== Segment start ==

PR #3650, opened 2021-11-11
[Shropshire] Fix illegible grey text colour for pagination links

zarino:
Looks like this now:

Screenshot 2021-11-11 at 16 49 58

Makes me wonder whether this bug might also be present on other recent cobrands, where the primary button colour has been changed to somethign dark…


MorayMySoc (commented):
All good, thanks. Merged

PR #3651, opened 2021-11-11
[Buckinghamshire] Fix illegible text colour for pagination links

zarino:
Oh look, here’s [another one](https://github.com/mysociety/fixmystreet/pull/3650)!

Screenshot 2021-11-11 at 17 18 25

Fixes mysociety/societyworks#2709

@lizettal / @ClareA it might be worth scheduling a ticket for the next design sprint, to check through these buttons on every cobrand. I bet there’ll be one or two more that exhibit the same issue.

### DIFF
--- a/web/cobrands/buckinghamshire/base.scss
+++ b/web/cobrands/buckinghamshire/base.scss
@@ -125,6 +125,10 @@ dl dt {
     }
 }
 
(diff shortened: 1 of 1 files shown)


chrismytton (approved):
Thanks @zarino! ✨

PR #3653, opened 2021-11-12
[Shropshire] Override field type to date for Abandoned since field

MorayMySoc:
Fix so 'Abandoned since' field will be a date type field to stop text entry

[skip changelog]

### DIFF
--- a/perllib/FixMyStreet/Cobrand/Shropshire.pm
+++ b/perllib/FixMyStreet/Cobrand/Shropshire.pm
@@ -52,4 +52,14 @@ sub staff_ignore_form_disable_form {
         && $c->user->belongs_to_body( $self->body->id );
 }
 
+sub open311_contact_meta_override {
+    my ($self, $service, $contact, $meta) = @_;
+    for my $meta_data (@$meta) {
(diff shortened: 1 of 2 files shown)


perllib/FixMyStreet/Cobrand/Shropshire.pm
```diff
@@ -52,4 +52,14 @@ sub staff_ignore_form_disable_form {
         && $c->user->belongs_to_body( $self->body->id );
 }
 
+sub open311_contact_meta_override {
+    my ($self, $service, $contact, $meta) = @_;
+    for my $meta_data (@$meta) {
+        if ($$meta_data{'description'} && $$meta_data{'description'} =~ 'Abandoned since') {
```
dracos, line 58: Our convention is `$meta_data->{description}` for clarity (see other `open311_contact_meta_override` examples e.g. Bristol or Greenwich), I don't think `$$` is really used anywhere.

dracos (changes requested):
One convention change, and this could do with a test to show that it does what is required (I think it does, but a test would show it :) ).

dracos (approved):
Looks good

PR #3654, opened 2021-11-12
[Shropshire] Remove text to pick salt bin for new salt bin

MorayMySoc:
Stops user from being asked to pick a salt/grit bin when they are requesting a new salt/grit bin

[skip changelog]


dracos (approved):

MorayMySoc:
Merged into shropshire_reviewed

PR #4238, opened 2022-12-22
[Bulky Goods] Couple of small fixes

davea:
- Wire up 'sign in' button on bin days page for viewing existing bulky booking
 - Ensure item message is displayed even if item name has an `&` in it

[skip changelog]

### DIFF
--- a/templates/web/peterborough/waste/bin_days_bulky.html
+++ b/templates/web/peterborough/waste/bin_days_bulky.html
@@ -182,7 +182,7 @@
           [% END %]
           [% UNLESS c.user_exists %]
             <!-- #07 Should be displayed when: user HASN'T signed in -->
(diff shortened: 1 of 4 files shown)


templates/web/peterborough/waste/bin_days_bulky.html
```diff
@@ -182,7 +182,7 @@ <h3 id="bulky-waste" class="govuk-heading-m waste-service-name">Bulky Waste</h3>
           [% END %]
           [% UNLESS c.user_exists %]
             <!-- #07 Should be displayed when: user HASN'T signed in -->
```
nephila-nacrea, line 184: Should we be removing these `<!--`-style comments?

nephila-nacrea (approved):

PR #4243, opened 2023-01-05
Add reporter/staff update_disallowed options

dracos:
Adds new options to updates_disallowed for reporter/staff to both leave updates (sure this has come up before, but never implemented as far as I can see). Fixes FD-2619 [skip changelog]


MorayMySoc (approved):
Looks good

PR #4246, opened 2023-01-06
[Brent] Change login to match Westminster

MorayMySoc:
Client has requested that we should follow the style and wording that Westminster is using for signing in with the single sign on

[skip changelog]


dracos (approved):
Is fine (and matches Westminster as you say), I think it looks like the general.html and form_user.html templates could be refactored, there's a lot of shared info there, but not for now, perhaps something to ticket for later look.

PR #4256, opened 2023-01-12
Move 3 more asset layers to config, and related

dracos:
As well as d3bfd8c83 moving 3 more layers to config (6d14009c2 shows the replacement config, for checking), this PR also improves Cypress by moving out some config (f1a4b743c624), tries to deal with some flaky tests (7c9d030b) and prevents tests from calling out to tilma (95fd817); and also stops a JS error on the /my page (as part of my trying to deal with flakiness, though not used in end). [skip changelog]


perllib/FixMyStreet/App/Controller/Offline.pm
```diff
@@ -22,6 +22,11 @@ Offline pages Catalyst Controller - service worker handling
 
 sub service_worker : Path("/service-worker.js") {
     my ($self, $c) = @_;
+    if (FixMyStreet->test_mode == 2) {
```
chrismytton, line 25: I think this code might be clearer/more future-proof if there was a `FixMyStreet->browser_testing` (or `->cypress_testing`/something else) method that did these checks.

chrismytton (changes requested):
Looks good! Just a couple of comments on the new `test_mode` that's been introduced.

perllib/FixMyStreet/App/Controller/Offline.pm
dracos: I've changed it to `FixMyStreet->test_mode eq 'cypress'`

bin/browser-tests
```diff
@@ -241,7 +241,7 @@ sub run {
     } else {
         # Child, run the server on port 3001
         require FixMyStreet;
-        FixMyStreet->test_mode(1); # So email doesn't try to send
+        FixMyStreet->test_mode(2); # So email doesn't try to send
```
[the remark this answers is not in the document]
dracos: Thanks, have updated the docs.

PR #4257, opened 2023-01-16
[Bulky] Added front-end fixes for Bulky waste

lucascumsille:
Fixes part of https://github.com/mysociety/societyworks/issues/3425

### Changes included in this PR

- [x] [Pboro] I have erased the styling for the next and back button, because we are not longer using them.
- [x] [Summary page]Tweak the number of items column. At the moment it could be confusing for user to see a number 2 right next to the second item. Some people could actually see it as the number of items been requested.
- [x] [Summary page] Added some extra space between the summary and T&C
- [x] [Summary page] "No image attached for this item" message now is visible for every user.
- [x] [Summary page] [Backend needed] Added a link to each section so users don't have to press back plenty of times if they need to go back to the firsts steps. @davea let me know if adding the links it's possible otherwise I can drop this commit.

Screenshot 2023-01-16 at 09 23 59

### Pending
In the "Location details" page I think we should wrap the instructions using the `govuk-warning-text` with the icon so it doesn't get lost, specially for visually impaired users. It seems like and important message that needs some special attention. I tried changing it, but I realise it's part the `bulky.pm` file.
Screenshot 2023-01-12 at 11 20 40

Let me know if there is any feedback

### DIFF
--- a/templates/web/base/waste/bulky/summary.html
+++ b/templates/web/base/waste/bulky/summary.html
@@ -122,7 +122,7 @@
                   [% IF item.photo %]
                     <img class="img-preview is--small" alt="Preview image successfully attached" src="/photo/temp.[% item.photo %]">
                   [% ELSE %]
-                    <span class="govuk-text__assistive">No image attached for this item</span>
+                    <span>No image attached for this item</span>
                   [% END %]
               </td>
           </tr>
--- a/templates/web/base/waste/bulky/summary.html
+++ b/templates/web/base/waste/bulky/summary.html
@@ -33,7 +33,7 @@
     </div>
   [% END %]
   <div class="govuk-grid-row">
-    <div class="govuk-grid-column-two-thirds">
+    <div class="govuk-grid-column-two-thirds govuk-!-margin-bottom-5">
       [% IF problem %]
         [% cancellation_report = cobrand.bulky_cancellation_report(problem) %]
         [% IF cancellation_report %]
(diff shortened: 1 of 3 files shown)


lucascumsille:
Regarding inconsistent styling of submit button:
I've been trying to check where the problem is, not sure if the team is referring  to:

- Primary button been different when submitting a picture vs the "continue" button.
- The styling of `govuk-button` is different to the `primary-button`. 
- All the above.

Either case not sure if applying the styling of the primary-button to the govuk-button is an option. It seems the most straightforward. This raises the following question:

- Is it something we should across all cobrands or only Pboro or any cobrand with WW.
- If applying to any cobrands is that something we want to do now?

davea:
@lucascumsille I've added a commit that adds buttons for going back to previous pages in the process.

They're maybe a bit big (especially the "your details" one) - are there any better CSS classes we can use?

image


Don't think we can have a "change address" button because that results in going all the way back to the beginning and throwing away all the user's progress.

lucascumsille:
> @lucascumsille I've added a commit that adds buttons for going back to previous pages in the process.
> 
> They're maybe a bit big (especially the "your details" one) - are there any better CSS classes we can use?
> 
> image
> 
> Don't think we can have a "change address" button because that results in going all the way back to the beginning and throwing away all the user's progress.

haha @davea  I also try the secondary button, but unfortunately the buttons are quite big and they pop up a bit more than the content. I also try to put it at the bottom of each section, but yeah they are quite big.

== Segment end ==
== Segment start ==

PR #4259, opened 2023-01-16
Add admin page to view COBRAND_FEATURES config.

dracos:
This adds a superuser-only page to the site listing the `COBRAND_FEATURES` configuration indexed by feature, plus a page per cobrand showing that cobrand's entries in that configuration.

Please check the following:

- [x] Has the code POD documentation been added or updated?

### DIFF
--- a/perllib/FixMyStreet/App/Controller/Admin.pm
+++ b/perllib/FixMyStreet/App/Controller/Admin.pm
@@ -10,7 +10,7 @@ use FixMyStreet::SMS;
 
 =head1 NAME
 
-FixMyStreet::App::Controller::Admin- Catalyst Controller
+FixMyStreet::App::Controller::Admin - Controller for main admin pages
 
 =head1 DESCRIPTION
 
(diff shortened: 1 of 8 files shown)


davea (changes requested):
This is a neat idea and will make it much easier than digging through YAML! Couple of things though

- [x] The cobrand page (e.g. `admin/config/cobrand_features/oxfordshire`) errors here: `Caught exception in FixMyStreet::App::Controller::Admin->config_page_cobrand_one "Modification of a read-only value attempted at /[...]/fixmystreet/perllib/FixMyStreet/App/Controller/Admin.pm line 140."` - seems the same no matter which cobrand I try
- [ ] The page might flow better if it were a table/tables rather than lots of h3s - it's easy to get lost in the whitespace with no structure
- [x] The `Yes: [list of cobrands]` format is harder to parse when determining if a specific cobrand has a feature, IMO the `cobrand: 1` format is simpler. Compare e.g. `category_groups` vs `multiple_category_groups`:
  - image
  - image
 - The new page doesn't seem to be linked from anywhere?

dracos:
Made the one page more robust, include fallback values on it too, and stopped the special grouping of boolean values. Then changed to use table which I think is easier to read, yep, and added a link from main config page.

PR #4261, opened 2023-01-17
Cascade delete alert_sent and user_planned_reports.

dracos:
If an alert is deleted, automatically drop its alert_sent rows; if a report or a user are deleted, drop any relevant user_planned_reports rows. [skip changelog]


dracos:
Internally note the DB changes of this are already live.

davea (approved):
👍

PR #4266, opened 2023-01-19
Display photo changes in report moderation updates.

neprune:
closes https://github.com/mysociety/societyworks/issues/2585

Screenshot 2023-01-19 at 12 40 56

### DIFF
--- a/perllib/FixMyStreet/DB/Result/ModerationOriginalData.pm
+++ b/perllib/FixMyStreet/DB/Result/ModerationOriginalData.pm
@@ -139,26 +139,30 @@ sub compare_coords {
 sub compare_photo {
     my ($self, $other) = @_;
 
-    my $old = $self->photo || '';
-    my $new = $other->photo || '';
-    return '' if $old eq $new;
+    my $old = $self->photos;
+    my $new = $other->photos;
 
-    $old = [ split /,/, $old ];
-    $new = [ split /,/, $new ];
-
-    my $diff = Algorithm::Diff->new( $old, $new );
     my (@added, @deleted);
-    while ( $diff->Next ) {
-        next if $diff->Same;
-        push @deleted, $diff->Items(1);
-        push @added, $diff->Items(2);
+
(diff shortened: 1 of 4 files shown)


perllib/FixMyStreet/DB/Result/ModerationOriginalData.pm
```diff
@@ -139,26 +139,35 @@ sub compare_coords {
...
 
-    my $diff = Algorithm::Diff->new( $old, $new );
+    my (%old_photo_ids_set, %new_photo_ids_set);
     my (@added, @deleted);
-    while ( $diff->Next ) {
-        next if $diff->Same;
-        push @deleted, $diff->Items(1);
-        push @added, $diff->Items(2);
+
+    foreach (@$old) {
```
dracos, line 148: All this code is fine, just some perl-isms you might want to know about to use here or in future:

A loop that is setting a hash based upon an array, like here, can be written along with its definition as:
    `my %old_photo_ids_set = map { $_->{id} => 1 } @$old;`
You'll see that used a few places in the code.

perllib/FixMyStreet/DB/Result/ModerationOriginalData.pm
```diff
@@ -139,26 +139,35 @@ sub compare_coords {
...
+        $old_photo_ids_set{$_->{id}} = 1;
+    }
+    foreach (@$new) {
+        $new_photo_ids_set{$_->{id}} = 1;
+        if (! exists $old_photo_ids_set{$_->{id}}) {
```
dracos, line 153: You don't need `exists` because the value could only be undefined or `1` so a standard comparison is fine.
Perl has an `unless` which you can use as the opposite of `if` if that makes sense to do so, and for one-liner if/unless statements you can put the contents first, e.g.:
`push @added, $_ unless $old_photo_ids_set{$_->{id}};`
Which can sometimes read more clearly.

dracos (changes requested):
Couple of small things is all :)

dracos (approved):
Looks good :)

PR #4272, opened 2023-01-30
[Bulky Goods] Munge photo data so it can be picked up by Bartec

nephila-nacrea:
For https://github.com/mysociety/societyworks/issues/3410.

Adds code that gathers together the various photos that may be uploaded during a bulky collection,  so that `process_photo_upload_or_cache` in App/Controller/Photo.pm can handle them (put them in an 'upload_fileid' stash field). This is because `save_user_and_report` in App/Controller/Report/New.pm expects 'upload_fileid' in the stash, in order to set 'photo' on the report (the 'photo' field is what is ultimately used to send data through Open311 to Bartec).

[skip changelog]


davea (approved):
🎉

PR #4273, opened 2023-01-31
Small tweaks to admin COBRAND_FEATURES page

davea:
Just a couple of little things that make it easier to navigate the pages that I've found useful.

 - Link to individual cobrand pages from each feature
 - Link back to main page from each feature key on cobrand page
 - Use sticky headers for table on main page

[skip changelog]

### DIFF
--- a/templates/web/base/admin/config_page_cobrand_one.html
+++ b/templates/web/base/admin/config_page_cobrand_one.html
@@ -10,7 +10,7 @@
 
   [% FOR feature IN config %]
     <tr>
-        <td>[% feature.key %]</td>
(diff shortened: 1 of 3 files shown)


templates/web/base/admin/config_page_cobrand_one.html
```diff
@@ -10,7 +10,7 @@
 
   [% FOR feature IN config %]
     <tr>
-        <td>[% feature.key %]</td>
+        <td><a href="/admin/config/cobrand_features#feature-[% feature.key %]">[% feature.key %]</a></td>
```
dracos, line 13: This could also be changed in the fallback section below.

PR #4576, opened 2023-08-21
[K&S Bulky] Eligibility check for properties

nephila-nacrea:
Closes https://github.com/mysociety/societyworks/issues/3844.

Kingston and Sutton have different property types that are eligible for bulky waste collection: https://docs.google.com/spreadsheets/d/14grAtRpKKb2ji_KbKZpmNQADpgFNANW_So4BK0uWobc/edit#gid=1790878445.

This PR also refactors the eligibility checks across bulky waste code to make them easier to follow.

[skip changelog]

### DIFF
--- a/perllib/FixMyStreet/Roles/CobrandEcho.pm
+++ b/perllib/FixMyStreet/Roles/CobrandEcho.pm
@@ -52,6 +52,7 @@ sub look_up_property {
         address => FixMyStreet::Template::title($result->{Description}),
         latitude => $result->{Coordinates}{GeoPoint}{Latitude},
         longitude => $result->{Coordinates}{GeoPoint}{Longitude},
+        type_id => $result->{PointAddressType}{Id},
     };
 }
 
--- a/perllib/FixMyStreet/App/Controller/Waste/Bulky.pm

== Segment end ==
== Segment start ==

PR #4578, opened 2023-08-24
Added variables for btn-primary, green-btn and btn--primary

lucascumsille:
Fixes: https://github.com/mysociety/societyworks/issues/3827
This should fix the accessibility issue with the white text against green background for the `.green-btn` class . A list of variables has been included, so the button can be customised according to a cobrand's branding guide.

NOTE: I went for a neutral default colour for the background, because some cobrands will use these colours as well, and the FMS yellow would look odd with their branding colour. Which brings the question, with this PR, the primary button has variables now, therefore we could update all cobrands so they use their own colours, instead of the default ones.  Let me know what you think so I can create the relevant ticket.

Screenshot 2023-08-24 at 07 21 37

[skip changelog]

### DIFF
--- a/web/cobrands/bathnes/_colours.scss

== Segment end ==

### [Exercise objective]
The expected output is exactly the lines of the listing above between the line holding "PR #3650, opened 2021-11-11" and the line holding "Oh look, here’s", inclusive.

### [Task result]
PR #3650, opened 2021-11-11
[Shropshire] Fix illegible grey text colour for pagination links

zarino:
Looks like this now:

Screenshot 2021-11-11 at 16 49 58

Makes me wonder whether this bug might also be present on other recent cobrands, where the primary button colour has been changed to somethign dark…


MorayMySoc (commented):
All good, thanks. Merged

PR #3651, opened 2021-11-11
[Buckinghamshire] Fix illegible text colour for pagination links

zarino:
Oh look, here’s [another one](https://github.com/mysociety/fixmystreet/pull/3650)!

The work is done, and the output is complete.